Tunable vacuum-ultraviolet radiation from a synchrotron source and threshold photoelectron–photoion coincidence spectroscopy have been used to study the decay dynamics of the valence electronic states of CF3–CH2F+ and CHF2–CHF2+. The threshold photoelectron spectra, fragment ion yield curves, and breakdown diagrams of CF3–CH2F and CHF2–CHF2 have been obtained in the photon energy range 12–25 eV, the electrons and fragment ions being detected by a threshold electron analyser and a linear time-of-flight mass spectrometer, respectively. For the dissociation products of (CF3–CH2F+)* and (CHF2–CHF2+)* formed via a single-bond cleavage, the mean translational kinetic energy releases have been measured and compared with the predictions of statistical and pure-impulsive mechanisms. Ab initio G2 calculations have determined the minimum-energy geometries of CF3–CH2F and CHF2–CHF2 and their cations, and deduced the nature of the high-lying valence orbitals of both neutral molecules. Furthermore, enthalpies of formation at 298 K of both neutral molecules, and all the neutral and fragment ions observed by dissociative photoionisation have been calculated. Combining all experimental and theoretical data, the decay mechanisms of the ground and excited valence states of CF3–CH2F+ and CHF2–CHF2+ are discussed.
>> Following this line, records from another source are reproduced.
PR #1767, opened 2020-11-24
Create gRPC interceptor for public key auth

tiziano88:
This is not used until #1707, but it will be useful in order to test the
logic in that PR.

# Checklist

      construction.


oak_client/src/interceptors/mod.rs
```diff
@@ -0,0 +1,57 @@
...
+}
+
+impl<A: Interceptor, B: Interceptor> Interceptor for CombinedInterceptor<A, B> {
+    fn process(&self, request: Request<()>) -> Result<Request<()>, Status> {
+        let request = self.interceptor_a.process(request)?;
+        self.interceptor_b.process(request)
+    }
+}
+
+impl<A: Interceptor, B: Interceptor> Into<tonic::Interceptor> for CombinedInterceptor<A, B> {
```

The first and second excited states of both ions show some evidence for isolated-state behaviour, with fast dissociation by cleavage of a C–F or C–H bond and a relatively large translational energy released in the two fragments. The ground state of both ions dissociate by cleavage of the central C–C bond, with a much smaller translational energy release. Several fragment ions are observed which form via H-atom migration across the C–C bond; for hν > 18 eV, CH2F+ is even the dominant ion from dissociative photoionisation of CHF2–CHF2. New experimental values are determined for the enthalpy of formation at 298 K of CF3–CH2F (−905 ± 5 kJ mol−1) and CHF2–CHF2 (−861 ± 5 kJ mol−1), with upper limits being obtained for CF2–CH2F+ (⩽485 ± 7 kJ mol−1), CF2–CHF2+ (⩽324 ± 7 kJ mol−1) and CHF–CHF2+ (⩽469 ± 7 kJ mol−1).